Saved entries
PR #889, opened 2015-03-17
Disable parent cache on update nested operations

### LINKED ISSUE #877: [CRITICAL] Data corruption
Hi!

When i'm using Sails with sails-mysql, I have some data corruption on "High" frequency update...

The first one is that we cannot change associations at the same time.
ex:
```
Model.findOne(1).exec(function(err, model){
model.pets.add( 1 );
model.save();
});
Model.findOne(1).exec(function(err, model){
model.pets.add( 2 );
model.save();
});
Model.findOne(1).exec(function(err, model){
model.pets.add( 3 );
model.save();
});

// Expected on Joining Table:
// 1 - 1
// 1 - 2
// 1 - 3

// Result on Joining Table:
// 1 - 1
// Or
// 1 - 2
// Or
// 1 - 3
// Or
// 1 - 1
// 1 - 2
// Or
// 1 - 1
// 1 - 3
// Or
// 1 - 2
// 1 - 3
// Or ...
```
This could be done by HTTP request, so it's critical

Same with update:
```
Model.update(1, { pets: [1] }).exec();
Model.update(3, { pets: [1] }).exec();
Model.update(4, { pets: [1] }).exec();
// Expected on Joining Table:
// 1 - 1
// 3 - 1
// 4 - 1

// Result on Joining Table:
// 1 - 1
// 1 - 1
// 1 - 1
// Or
// 3 - 1
// 3 - 1
// 3 - 1
// Or
// 4 - 1
// 4 - 1
// 4 - 1
// Or
// 1 - 1
// 3 - 1
// 4 - 1
// Or
// 1 - 1
// 3 - 1
// Missing 4 - 1
// Or
// Missing 1 - 1
// 3 - 1 
// 4 - 1
// ...
// Math.random();
```
This could be done by HTTP request, so it's critical too

INFOS:
sails:           0.11.0
waterline:    0.10.18
sails-mysql  0.10.11

EDIT: On Many-To-Many

@mikermcneil @sgress454

devinivy:
Should resolve #877

### DIFF
--- a/lib/waterline/utils/nestedOperations/update.js
+++ b/lib/waterline/utils/nestedOperations/update.js
@@ -22,19 +22,16 @@ module.exports = function(parents, values, associations, cb) {
 
   var self = this;
 
-  // Cache parents
-  this.parents = parents;
-
   // Combine model and collection associations
   associations = associations.collections.concat(associations.models);
 
   // Build up .add and .update operations for each association
-  var operations = buildOperations.call(self, associations, values);
+  var operations = buildOperations.call(self, parents, associations, values);
 
   // Now that our operations are built, lets go through and run any updates.
   // Then for each parent, find all the current associations and remove them then add
   // all the new associations in using .add()
-  sync.call(self, operations, cb);
+  sync.call(self, parents, operations, cb);
 
 };
 
@@ -47,7 +44,7 @@ module.exports = function(parents, values, associations, cb) {
  * @return {Object}
  */
 
-function buildOperations(associations, values) {
+function buildOperations(parents, associations, values) {
 
   var self = this;
   var operations = {};
@@ -70,7 +67,7 @@ function buildOperations(associations, values) {
 
     // Normalize optValues to an array
     if(!Array.isArray(optValues)) optValues = [optValues];
-    queueOperations.call(self, association, operations[association], optValues);
+    queueOperations.call(self, parents, association, operations[association], optValues);
   });
 
   return operations;
@@ -87,7 +84,7 @@ function buildOperations(associations, values) {
  * @param {Array} values
  */
 
-function queueOperations(association, operation, values) {
+function queueOperations(parents, association, operation, values) {
 
   var self = this;
   var attribute = self.waterline.schema[self.identity].attributes[association];
@@ -105,7 +102,7 @@ function queueOperations(association, operation, values) {
   if(collection.junctionTable) {
 
     // For each parent, queue up any .add() operations
-    self.parents.forEach(function(parent) {
+    parents.forEach(function(parent) {
       values.forEach(function(val) {
         if(!hop(parent, association)) return;
         if(typeof parent[association].add !== 'function') return;
@@ -141,7 +138,7 @@ function queueOperations(association, operation, values) {
     }
 
     // Set the new foreign key value for each parent
-    self.parents.forEach(function(parent) {
+    parents.forEach(function(parent) {
       parent[association] = val[modelPk];
     });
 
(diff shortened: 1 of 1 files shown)


devinivy:
Possibly fixes #911

devinivy:
@dmarcelino @tjwebb @particlebanana we've received a couple issues related to this, and it's quite important for data integrity.  Anyone mind taking a peek?

tjwebb:
For reference can you describe how disabling the parent ids fixes the high-frequency update issue?

devinivy:
During a `Collection#update` (which occurs also during `Model#save`), "nested operations" are run to sync associated records.  That is, if I execute,
`Project.update({status: "unmerged"}, {collaborators: [1,3,5]}).exec(function(){});`,  all projects with the "unmerged" status are assigned exactly collaborators 1, 3, and, 5.  That includes unlinking any other collaborators from all projects with that status, then making sure links are made for the appropriate collaborators.  In this case, all projects with status "unmerged" are the `parents` referred to in this PR.

The nested operations store `parents` on the function object then perform some asynchronous operations.  Although the parents are stored on the function object, the nested operations are not called as a `new` instance (https://github.com/balderdashy/waterline/blob/be250e4aa1c0134e1c3a9c16650a3cabf0bacd23/lib/waterline/query/dql/update.js#L262).  That means that the parents can be shared from several separate `Collection#update` operations.  To mitigate this, I passed the parents around in function arguments just like everything else gets passed-around during the nested operations.

dmarcelino:
Hey @devinivy, is this something hard to test? I would feel more comfortable with a failing test and then see that the fix passes the test. My reasons are threefold:
- Confirm the issue is fixed;
- Prevent a regression in the future;
- I'm not yet too comfortable with the core code :).

devinivy:
The test for this would probably live in the adapter tests.  I can write one pretty easily, I think, but the test would have to be against something like sails-memory.

dmarcelino:
I think that's perfectly fine! Besides, waterline core already runs the sails-memory tests (edge version) as part of its test suite. Check the waterline core test/adapter folder ;)

devinivy:
@dmarcelino see PR https://github.com/balderdashy/waterline-adapter-tests/pull/42

dmarcelino:
Thanks for writing the test @devinivy. I've checked out your waterline-adapter-tests branch, ran it and could see your test would fail. Then I've checked-out this waterline branch, linked it and could see it fixed your test. From what I'm concerned both this PR and balderdashy/waterline-adapter-tests#42 are good to be merged! :white_check_mark:

I'll let @tjwebb take a look.

RWOverdijk:
:+1: In solving the original issue
:-1: For the method chosen to fix the issue. I'd scope the updates per parent cluster to avoid collisions (now it's a broader scope when debugging, figuring out what layer you're in).

devinivy:
What you're saying is reasonable, but does not really follow the patterns used there, which is what I was catering to.  The `values` / `associations` are just as important as the `parents`, and they get passed around functionally.  Restructuring this module would make for a great PR.  In the meantime, this is an easy-to-understand fix for a critical issue, following the conventions used in the module.

RWOverdijk:
@devinivy That's why I did grant you my :+1: :) I just felt like this had to be said.

devinivy:
:ok_hand:

particlebanana:
merged and published `0.10.20`

dmarcelino:
Nice! :smiley: 

@particlebanana please take a look at balderdashy/waterline-sequel#34, it needs your magic touch to enable waterline-sequel in https://circleci.com so we can use it for integration tests!

Issue #887, opened 2015-03-15
migrate: 'alter' when using Waterline standalone


davidhq:
I got bitten by this gotcha and lost (development) data...

I and some others on gitter chat think default should be `migrate: 'safe'`

https://github.com/balderdashy/waterline/blob/63effdb480ae9bd61cd78fd534e1e513294bd98d/lib/waterline/collection/defaults.js

@dmarcelino edit: this issue has been split into 2 parts (check the below [comment](https://github.com/balderdashy/waterline/issues/887#issuecomment-84045351)):
 - [x] Prevent users from using alter/drop in production by throwing an error. That way they can fix their config: #893
 - [ ] Change default migration to `'safe'` (or `'create'`)

robertbak:
Applies to production to.
See this TODO`s: 
https://github.com/balderdashy/waterline/blob/25ccb99e92ea018ca832bd4497af903c4212b34e/lib/waterline/adapter/sync/strategies/alter.js#L22
https://github.com/balderdashy/waterline/blob/25ccb99e92ea018ca832bd4497af903c4212b34e/lib/waterline/adapter/sync/strategies/drop.js#L20

davidhq:
Something else I'd like to add... since I'm using this separately from Sails, I will use the exact same code / setup on production... 

So I think this really should not be the default...

dmarcelino:
I believe a good candidate for a default migration strategy in Waterline standalone is `migrate: 'create'` (#846). It's on master branch and it hasn't been released yet. `'create'` has the advantage of creating tables when one first launches waterline and it never deletes any data. It will also create any missing tables/columns in subsequent initialisations. It can be seen as *safeish* alter migration.

devinivy:
I would vote for `'safe'`

particlebanana:
I'm cool with either `safe` or `create`. The tricky part is when you start with:

```javascript
username: {
    type: 'string'
}
```

and then change it later to:

```javascript
username: {
    type: 'string',
    unique: true
}
```
With `alter` it would pull the data out and make sure these indexes get built. To be honest for sql databases we switched to migrations long ago on our projects so mine is set to `migrate: 'safe'` from the start but I'll let you guys choose whatever works best for your use cases and we can set that as the default. Losing data is bad and if what we have now isn't working for people it's an easy change.

dmarcelino:
[...]

PR #893, opened 2015-03-20
#887: Refuse to run alter/drop migration strategies in production.

dmarcelino:
Addresses issue #887.

### DIFF
--- a/lib/waterline/adapter/sync/strategies/alter.js
+++ b/lib/waterline/adapter/sync/strategies/alter.js
@@ -19,7 +19,7 @@ module.exports = function(cb) {
 
   // Refuse to run this migration strategy in production.
   if (process.env.NODE_ENV === 'production'){
-    return cb();
+    return cb(new Error('`migrate: "alter"` strategy is not supported in production, please change to `migrate: "safe"`.'));
   }
 
   // Find any junctionTables that reference this collection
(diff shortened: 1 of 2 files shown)


devinivy:
Sweet– can we also change the default strategy on production to `"safe"` and submit a PR to waterline-adapter-tests that would go up with this PR in tandem?

dmarcelino:
Hey @devinivy, I've tried changing the default to `'safe'` in my machine but it breaks the waterline-adapter-tests. I've mentioned that here: https://github.com/balderdashy/waterline/issues/887#issuecomment-84332762

devinivy:
Yup– that's why I'm suggesting we also submit a PR to waterline-adapter-tests that will allow the change to occur without breaking any tests.  Or are you saying that we should not change the adapter tests to cater to this PR?

dmarcelino:
Ah, I see what you mean now, sorry. That should be the way to do it but honestly I haven't yet looked at what needs to be changed in `waterline-adapter-tests`. I suppose several fixtures need to be changed to `migrate: 'alter'`. For I now I would prefer to keep this PR and the `migrate: 'safe'` default as different PRs as they can be merged independently.

devinivy:
Good enough for me!  It would be great if we could work to have the adapter tests, docs, and default migration strategy all updated soon after this PR goes through.

dmarcelino:
Agreed! And stage 2 of that would be to discuss the future of migrations (both automated (dev) and manual(manual)). There are some interesting API ideas but they never developed on them, check this:
https://github.com/balderdashy/sails-docs/blob/master/contributing/adapter-specification.md#migratable-interface

dmarcelino:
Thanks @tjwebb!

Issue #862, opened 2015-02-26
Please add more collaborators


aaronshaf:
There seem to be quite a few outstanding pull requests, etc.

dmarcelino:
The outstanding issues / pull requests is also something that also worries me... Currently, there are 'a lot' of people willing to contribute but it seems multiple PR's are not getting merged in. Not responding and/or creating a way to merge/share ideas being worked on discourages future contributions... Some issues linger many months (e.g. #497) without any resolution which contribute to frustrate the people involved.

I suspect the waterline team is quite busy with Sails (v0.11 was just released) but a solution should be found for waterline to keep evolving and improving. Maybe envolve people not associated with sails?

PS: this is not to say I'm dissatisfied with waterline, it's a great ORM and the team has done a great job. Thanks!

randallmeeker:
I suggest sailsjs hack day! 1 day month where collaborators are actively online responding to pull requests and answering questions of contributors. Something organised so those of us can plan around.

devinivy:
I quite agree, and would be willing to help.  The number of PRs is getting a bit out of hand, and several of them pertain to bugs that are genuinely critical.  Some of them also pertain to features that are extremely welcomed.  I get the feeling some people who could be contributors are using their own forks right now.  I think that this is a great ORM too, and I really appreciate all the effort that has gone into the project!  At the same time the sheer number of PRs and outstanding issues is concerning.

dmarcelino:
@devinivy, when I started using waterline some of your comments helped me quite a bit. Namely the one about many-to-many through associations, which helped me implement through associations on my app, thanks!

It also makes me feel unsettled that there is no word if some sought after features will be implemented or when. To name a few:
* Transactions - #755
* Recursive populate - #256 / #308
* Many-to-many through associations release - #705
* Custom join table names - #497 / #725
* Composite indexes - #109

Some are more complex than others but it would be good to hear from the team about these and maybe see them being given milestones?

particlebanana:
@randallmeeker @devinivy @dmarcelino welcome to the Waterline core team! The only thing I ask is that any major commits you run by me first - shoot me an email. All features need to work across all our adapters.

This last piece (cross adapter) is why we don't have Transactions, Recursive populations, and composite indexes yet. Of the list above custom join table names, m-m through and composite are the easiest ones to get in anytime soon.

dmarcelino:
Thanks @particlebanana, I'll try to help where I can.

[...]

PR #896, opened 2015-03-23
Add adapter tests to waterline core...

dmarcelino:
... to ensure changes in waterline don't break adapters.

Back in issue #862 @particlebanana [said](https://github.com/balderdashy/waterline/issues/862#issuecomment-83643605):
> All features need to work across all our adapters.

Which I totally agree BUT currently the waterline core code doesn't **automatically** run against any adapters. As a quick way to find out if a waterline change breaks the adapters I suggest running waterline against the `sails-memory` integration tests on every build. In my machine this only makes the tests run for 2-3 seconds longer.

Another added benefit is that waterline core code coverage increases:

Coverage | Before | After
------------ | ------------- | -------------
Statements | 78.61% ( 2933/3731 ) | 84.4% ( 3149/3731 )
Branches | 67.87% ( 1335/1967 ) | 74.78% ( 1471/1967 )
Functions | 84.3% ( 521/618 ) | 89.64% ( 554/618 )
Lines | 83.12% ( 2778/3342 ) | 88.96% ( 2973/3342 )

Note: for now the adapter tests are always returning 0 because "Semantic Interface .find() should escape attribute names to prevent SQL injection attacks" test is broken in `sails-memory`. When this is properly fixed I'll change the integration test to return error.

Note2: We probably should also have some sort of automated build that would run tests agains every official adapter, maybe in the waterline-adapter-tests?

**EDIT:** changed "sails-memory" and "waterline-adapter-tests" dependencies to use the latest github versions. This is to cover the case where a developer is making intentional API changes to waterline-core. This way, as long as "sails-memory" and "waterline-adapter-tests" github versions are on pair the tests won't break.

### DIFF
--- a/package.json
+++ b/package.json
@@ -30,7 +30,9 @@
   },
   "devDependencies": {
     "mocha": "~2.1.0",
-    "should": "~4.4.0"
+    "sails-memory": "^0.10.3",
+    "should": "~4.4.0",
+    "waterline-adapter-tests": "^0.10.8"
   },
   "keywords": [
     "mvc",
@@ -47,7 +49,7 @@
   "repository": "git://github.com/balderdashy/waterline.git",
   "main": "./lib/waterline",
   "scripts": {
-    "test": "mocha test --recursive",
+    "test": "mocha test/integration test/structure test/support test/unit --recursive; node test/adapter/runner.js",
     "prepublish": "npm prune",
     "browserify": "rm -rf .dist && mkdir .dist && browserify lib/waterline.js -s Waterline | uglifyjs > .dist/waterline.min.js"
   },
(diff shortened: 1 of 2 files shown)


blah238:
+1 for this, but FYI your before/after numbers are the same (copy/paste mixup?)

devinivy:
Awesome :)

dmarcelino:
Thanks @blah238, fixed it now :wink:

dmarcelino:
@tjwebb, @randallmeeker and @particlebanana, would like to hear from you.

listepo:
+1

dmarcelino:
Thanks @tjwebb!

PR #903, opened 2015-03-27
#169: normalizes uppercase when sort passed as object

dmarcelino:
Issue #169.

Adds support for upper case `ASC` and `DESC` when sort criteria is passed as an object.


devinivy:
This looks good, and I'd love to get it through.  If the adapter tests are happy, I'm happy.

dmarcelino:
Thanks @devinivy! Yeap, it passes the adapter tests, the only annoying error is the dreaded *Semantic Interface .find() should escape attribute names to prevent SQL injection attacks*

PR #260, opened 2019-11-04
Update sf

Samira-El:
Upgrading snowflake connector lib and target snowflake to avoid having problem with azure dependency.


koszti:
closing this due to some dependency issues caused by the latest snowflake-python-connector (2.0.3). Same changeset and the fix is in #262

PR #273, opened 2019-11-25
FastSync tap s3 csv to snowflake

Samira-El:
https://transferwise.atlassian.net/browse/AP-318

Implementation of fast sync from s3 csv to snowflake to support full table replication and fix the greenhouse tap.


ivan-transferwise:
There seems to be also a lot of refactoring in your PR. Is that correct? Like refactoring from double brackets to single brackets ('' -> ""). I think it would be a good idea to first setup pylint and all the code rules that we agree on (e.g. using single brackets instead of double ones, etc). wdyt?

Samira-El:
> There seems to be also a lot of refactoring in your PR. Is that correct? Like refactoring from double brackets to single brackets ('' -> ""). I think it would be a good idea to first setup pylint and all the code rules that we agree on (e.g. using single brackets instead of double ones, etc). wdyt?

If i recall those were to fix the docs part of methods, where triple double quote are what needs to be used. But yeah, we definitely need pylint. I use PyCharm with pylint so I fix the code as I write/encounter it.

Problem to work on
The answer must be every line of the records above that holds the word "tjwebb".

Exercise output
@dmarcelino @tjwebb @particlebanana we've received a couple issues related to this, and it's quite important for data integrity.  Anyone mind taking a peek?
tjwebb:
I'll let @tjwebb take a look.
Thanks @tjwebb!
@tjwebb, @randallmeeker and @particlebanana, would like to hear from you.
Thanks @tjwebb!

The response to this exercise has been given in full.